• **Task goal**
Examine each line of the data. Copy those that contain the string "level".

• **Records shown**
PR #17, opened 2021-06-18
[RELENG-4593] Add config file

erwan-b:


runners_manager/main.py
```diff
@@ -21,15 +24,16 @@ def maintain_number_of_runner(runner_m: RunnerManager):
...
-        'flavor': 'm1.small',
-        'image': 'CentOS 7 (PVHVM)',
-        'quantity': {
-            'min': 2,
-            'max': 4,
-        },
-    }]
-    runner_m = RunnerManager(org, config)
+def main(settings: dict, args: argparse.Namespace):
+    print(args)
```
tcarmet, line 28: use logger

runners_manager/main.py
```diff
@@ -21,15 +24,16 @@ def maintain_number_of_runner(runner_m: RunnerManager):
...
+    importlib.import_module(settings['python_config'])
```
tcarmet, line 29: What is this? :sweat_smile:

runners_manager/start.py
```diff
@@ -1,14 +1,43 @@
-import os
+import argparse
 
-import runners_manager.settings.settings_local # noqa
+from runners_manager.settings.yaml_config import setup_settings
+# import runners_manager.settings.settings_local # noqa
```
tcarmet, line 4: remove comment

runners_manager/start.py
```diff
@@ -1,14 +1,43 @@
...
+    parser.add_argument(
+        '--cloud_nine_user',
+        help="User for cloud nine connection  (Goes with password)")
+    parser.add_argument(
+        '--cloud_nine_password',
+        help="Password for cloud nine connection (Goes with user)")
+    parser.add_argument(
+        '--cloud_nine_token',
+        help="Token for cloud nine connection")
+    return parser
```
tcarmet, line 29: I would rather see all settings use `-` rather than `_`

runners_manager/start.py
```diff
@@ -1,14 +1,43 @@
...
+                                     description='Start and manage github self-host runners')
+
+    parser.add_argument(
+        'settings_file',
+        default='setting.yaml',
+        help="Path to project settings file")
+    parser.add_argument(
+        'github_token',
+        help="Token for github API calls",
+    )
```
tcarmet, line 19: are we expecting to now set those args through command line args? I would rather continue to see "secret configs" as environment variable.

We can still keep the option of having it in the args but I would suggest something like this:
```suggestion
    parser.add_argument(
        'github_token',
        default=os.getenv('GITHUB_TOKEN'),
        help="Token for github API calls",
    )
```
This argument is for every setting that is or works with a secret.

test.yml
```diff
@@ -0,0 +1,13 @@
...
+python_config: 'runners_manager.settings.settings_local'
+runner_pool:
+  - flavor: 'm1.small'
+    image: 'CentOS 7 (PVHVM)'
+    quantity:
+      min: 2
+      max: 4
+    tags:
+      - centos7
+      - small
```
tcarmet, line 13: You can keep a sample.yml file but please remove any value that represent you, or our field as this repository is public

tcarmet (commented):
First batch of review, I'm still reading this PR though, more might be coming

runners_manager/main.py
erwan-b: the function `import_module` allow the user to put a path to a module in a string and import it.
With this way we can put a path to a config file with the python module syntax and import it easily.

erwan-b: And so avoid empty import for a python setup config file

config_example.yml
```diff
@@ -0,0 +1,28 @@
...
+#  runner_pool:
+#    - flavor: 'm1.small'
+#      image: 'CentOS 7 (PVHVM)'
+#      quantity:
+#        min: 2
+#        max: 4
+#      tags:
+#        - centos7
+#        - small
+runner_pool: []
```
tcarmet, line 28:
```suggestion
runner_pool: []

```
adding a `\n`

tcarmet (commented):
Overall LGTM. Here's the next todo list:
* I don't see any unit test that are specific to the config file, could be nice to add some just to ensure we can load the file, get some values, and ensure we handle errors in a fashioned way. I believe this can be fully tested without mocks.
* The chart was not updated to now contain a configmap that you will attach in the runner environment to configure it. The requirements are that you will create a new template configmap file, and that from the `values.yaml` file the user that will deploy the chart can set all the values that goes inside this file to configure the service.

charts/openstack-actions-runner/templates/configmap.yaml
```diff
@@ -6,3 +6,9 @@ data:
   CLOUD_NINE_REGION:  {{ .Values.cloudNineRegion }}
   GITHUB_ORGANIZATION:   {{ .Values.githubOrganization }}
   CLOUD_NINE_TENANT: {{ .Values.cloudNineTenant }}
+  settings.yml: |-
+    github_organization: {{ .Values.githubOrganization }}
+    cloud_nine_region: {{ .Values.cloudNineRegion }}
+    cloud_nine_tenant: {{ .Values.cloudNineTenant }}
+    python_config: {{ .Values.pythonConfigModule }}
+    runner_pool: {{ .Values.runnerPool }}
```
tcarmet, line 14: You have to set this in a different file as this current configmap is being used to attach environment variables. and `settings.yml` is not an environment variable.

charts/openstack-actions-runner/values.yaml
```diff
@@ -59,10 +59,41 @@ tolerations: []
 affinity: {}
 
 githubToken: ""
-githubOrganization: ""
+githubOrganization: "scalanga-devl"
```
tcarmet, line 62:
```suggestion
githubOrganization: ""
```

charts/openstack-actions-runner/values.yaml
```diff
@@ -59,10 +59,41 @@ tolerations: []
...
 
+# Cloud nine connection infos
 cloudNineTenant: ""
 cloudNineToken: ""
 cloudNineUsername: ""
 cloudNinePassword: ""
-cloudNineRegion: ""
+cloudNineRegion: "Europe"
```
tcarmet, line 69:
```suggestion
cloudNineRegion: ""
```

tcarmet (commented):
Here's the main thing that is missing on the helm chart.

You need to attach the `settings.yml` file in a specific path in the runtime of the container. Therefore you need to update your deployment file to say, hey look for this confimap, and the key `settings.yml` and attach this file into the unix path. So that when your runner will start, it can retrieve the file on the filesystem. Today it's not

tcarmet (commented):
So now we have a new configmap file for the runner, which is great.

But I must insist the issue I raised in my previous comment:
> Therefore you need to update your deployment file to say, hey look for this confimap, and the key settings.yml and attach this file into the unix path. So that when your runner will start, it can retrieve the file on the filesystem. Today it's not

Have a look at this piece of documentation to understand a bit more what I'm trying to explain: https://kubernetes.io/docs/tasks/configure-pod-container/configure-pod-configmap/#populate-a-volume-with-data-stored-in-a-configmap

Or here's an example we have in our codebase https://github.com/scality/pipeline-deploy/blob/development/2.0/salt/states/eve-kube/files/clouddb.yml.jinja#L39 Here you can think about how come we can retrieve the file `creds.json`

charts/openstack-actions-runner/templates/deployment.yaml
```diff
@@ -33,10 +33,14 @@ spec:
...
-              name: {{ .Release.Name }}-config
-          - secretRef:
-              name: {{ .Release.Name }}-auth
+            - configMapRef:
+                name: {{ .Release.Name }}-config
+            - secretRef:
+                name: {{ .Release.Name }}-auth
+          volumeMounts:
+            - name: {{ .Release.Name }}-settings
+              mountPath: /app
```
tcarmet, line 42: is the default path to the settings app on the file `/app/settings.yaml` ? if so then LGTM

tcarmet (approved):
LGTM, now the config is binded onto the deployment, I hope that my comment on the deployment file is correct, otherwise we might need to adjust some last settings to tell the app where is the settings.yaml file

charts/openstack-actions-runner/templates/settings.yml
```diff
@@ -0,0 +1,11 @@
...
+kind: ConfigMap
+metadata:
+  name: {{ .Release.Name }}
+data:
+  settings.yml: |-
+    github_organization: {{ .Values.githubOrganization }}-settings
+    cloud_nine_region: {{ .Values.cloudNineRegion }}
+    cloud_nine_tenant: {{ .Values.cloudNineTenant }}
+    python_config: {{ .Values.pythonConfigModule }}
+    runner_pool: {{ .Values.runnerPool }}
```
tcarmet, line 11: I'm trusting you on the output of this file. I hope that you don't need a setting like `runner_pool: {{ .Values.runnerPool | toYaml }}`

PR #24, opened 2021-06-22
[RELENG-4621] infos about the error with self-hosted --once

erwan-b:


tcarmet (commented):
It's looking good, I added some correction to the english writing mostly, the content underneath LGTM. 

can you please move all the documents into a `docs` folder.

Per example: 
`docs/design/github_flag_once_error.md`
`docs/asset/my-asset.png`
etc etc

github_flag_once_error.md
```diff
@@ -0,0 +1,27 @@
...
+
+In a few words: at the end of the self-hosted life, Github gives him a job to execute, but he stops running just after that. 
+Therefore, the job is never start. That block the runner to be deleted, and the job assigned to it, because Github wait for that job to be executed on this offline runner.
+
+## How to avoid this error
+A solution could be to always use the same runners, but on a fresh VM each time. If we save the self-hosted  root directory and put it on a new VM, Github will consider it as the same runner. 
+And it will run the job that Github attached him just before shut down, and avoid any error.
+
+For infos here are file created by the self-hosted scripted, one after the other, we could use this info to save only config file. But ! These files are not meant to by managed by us, so if Github change anything, it could break the all CI.
+![image](./assets/created_file_durring_installation.png)
```
tcarmet, line 24: So I looked at the image, and I feel like the file that we might need are:
* .credentials
* .credentials_rsparam (something like that :sweat_smile: )
* .runner

Should we list them here? Or are we in a state that we're not sure about this piece of information?

erwan-b: Exactly, this 3 files looks like the config file use by the `self-hosted` to connect it's self to github.com. 
One thing bother me, this files are not in any public documentation, so there can be change at any time, new file, name chancing, etc...
The other thing is about the way the `self-hosed` update him self.

tcarmet: For the undocumented files, indeed, it's a gamble we're taking here.

As per the update, as we will always download the runner, and hopefully the latest one, I don't think we should be affected by this issue.

Hopefully by reaching out to github we'll be able to get their thoughts towards our previous solution and see if we really need this one.

tcarmet (approved):

PR #44, opened 2021-10-05
[RELENG-5000] Add web interface

erwan-b:


.github/workflows/release.yml
```diff
@@ -50,3 +50,41 @@ jobs:
...
+          tags: "registry.scality.com/openstack-actions-runner/web-interface:${{ github.event.inputs.tag }}"
+
+      - name: Create Release
+        uses: softprops/action-gh-release@v1
+        env:
+          GITHUB_TOKEN: ${{ secrets.GITHUB_TOKEN }}
+        with:
+          tag_name: ${{ github.event.inputs.tag }}
+          release_name: Release ${{ github.event.inputs.tag }}
+          prerelease: ${{ github.event.inputs.prerelease }}
```
tcarmet, line 90: What I don't like here (and I don't even know if it will work) is that you're trying to tag the repository twice.

Here what I suggest you to do:
* Split the workflow in three jobs.
* Two jobs that will be executed at the same time and build each docker image and push it to the registry.
* A third job that will just create the GitHub release. and "needs" the other two job to finish before starting.

Or you can also consider adding everything in the same job and just execute a docker build after the other

tcarmet (changes requested):

.github/workflows/release.yml
erwan-b: image
:+1:

PR #47, opened 2021-10-29
support self-hosted runner at the repo level

tcarmet:
In order to help development, adding support of self-hosted runners
at the repository level.

### DIFF
--- a/charts/openstack-actions-runner/values.yaml
+++ b/charts/openstack-actions-runner/values.yaml
@@ -99,6 +99,7 @@ affinity: {}
 
 githubToken: ""
 githubOrganization: ""
+githubRepo: ""
 
 # Cloud nine connection infos
 cloudNineTenant: ""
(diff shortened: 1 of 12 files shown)


charts/openstack-actions-runner/values.yaml
```diff
@@ -99,6 +99,7 @@ affinity: {}
 
 githubToken: ""
 githubOrganization: ""
+githubRepo: ""
```
erwan-b, line 102: With this setting we will be forced to publish one instance for each repository.
Let's find a way were it's not the cases, it's to restrictive in the long terme.

runners_manager/vm_creation/github_actions_api.py
```diff
@@ -7,27 +7,36 @@
...
+    def __init__(self, organization, repo, token):
         self.organization = organization
+        self.repo = repo
+        if self.repo:
+            self.github_api = \
+                f"https://api.github.com/repos/{self.organization}/{self.repo}"
+        elif self.organization:
+            self.github_api = \
+                f"https://api.github.com/orgs/{self.organization}"
+
```
erwan-b, line 23: This part is fin and should be kept.

erwan-b (commented):
Let's discus about it together

PR #49, opened 2021-11-03
First monitoring setup

tcarmet:


runners_manager/runner/Runner.py
```diff
@@ -80,21 +88,29 @@ def toJson(self):
...
-        else:
-            status = elem['status']
-
+    def update_status(self, status: str):
         if self.status == status:
             return
 
-        if self.status == 'offline' and status != 'offline':
+        if self.status not in ['online', 'running'] and status in ['online', 'running']:
             self.started_at = datetime.datetime.now()
```
erwan-b, line 96: This will create problems
Calling `update_status` 2 time with 'oneline'  or 'running' will overwrite the first `datetime.now()`

This problem was already here before your edit :sweat_smile:

erwan-b: Forget it

runners_manager/runner/RunnerManager.py
```diff
@@ -64,23 +65,33 @@ def update(self, github_runners: list[dict]):
         for elem in github_runners:
             if elem['name'] in self.runners:
                 runner = self.runners[elem['name']]
-                runner.update_status(elem)
-
+                if elem['status'] == 'online' and elem['busy'] is True:
+                    status = 'running'
+                else:
+                    status = elem['status']
+                runner.update_status(status)
```
erwan-b, line 72: I don't like the idea  that a `Runner` state is calculated out of it

runners_manager/metrics/Runner.py
```diff
@@ -0,0 +1,11 @@
...
+
+from prometheus_client import Enum
+
+
+PROMETHEUS_RUNNER_STATUS = Enum(
+    'openstack_actions_runner_status', 'Metrics displaying the status of a runner',
+    states=['creating', 'deleting', 'respawning', 'online', 'running', 'offline'],
+    labelnames=['name', 'flavor', 'image'],
+)
+
```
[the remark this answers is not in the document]
tcarmet: knowing which repo is being executed for each runner would be great, but I think it can be added on later on,

runners_manager/runner/RunnerManager.py
tcarmet: Me neither, I can add a function in the runner that can take the status from github and do this calculation inside the runner

runners_manager/metrics/Runner.py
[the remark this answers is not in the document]
tcarmet: Regarding the class, I don't know if we should yet, I feel like people tend not to. But I may be wrong.

Have a look at the documentation:
* https://prometheus.io/docs/instrumenting/writing_clientlibs/
* https://github.com/prometheus/client_python 

I feel like we should use those objects as vars inside their dedicated class. Let me know what you think

charts/openstack-actions-runner/templates/service-manager.yaml
```diff
@@ -0,0 +1,16 @@
...
+    {{- include "openstack-actions-runner.labels" . | nindent 4 }}
+spec:
+  type: {{ .Values.deployment.service.type }}
+  ports:
+    - name: metrics
+      port: {{ .Values.metricsPort }}
+      protocol: TCP
+  selector:
+    role: manager
+    {{- include "openstack-actions-runner.selectorLabels" . | nindent 4 }}
```
tcarmet, line 16: Creating a service so that the service monitor object can discover the endpoint to monitor

runners_manager/metrics/Runner.py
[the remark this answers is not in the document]
tcarmet: I'm gonna wait for your thoughts, but I think I'm gonna move this var to be inside the runner class.

runners_manager/runner/Runner.py
tcarmet: ok lol

runners_manager/runner/Runner.py
```diff
@@ -80,21 +89,40 @@ def toJson(self):
...
 
+        PROMETHEUS_RUNNER_STATUS.labels(
+            name=self.name,
+            flavor=self.vm_type.flavor,
+            image=self.vm_type.image
+        ).state(self.status)
+
+        # TODO: Find why the __delete__ function is not called or why __del__ is called all the time.
+        if self.status == 'deleting':
+            PROMETHEUS_RUNNER_STATUS.remove(self.name, self.vm_type.flavor, self.vm_type.image)
```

• **Answer**
support self-hosted runner at the repo level
at the repository level.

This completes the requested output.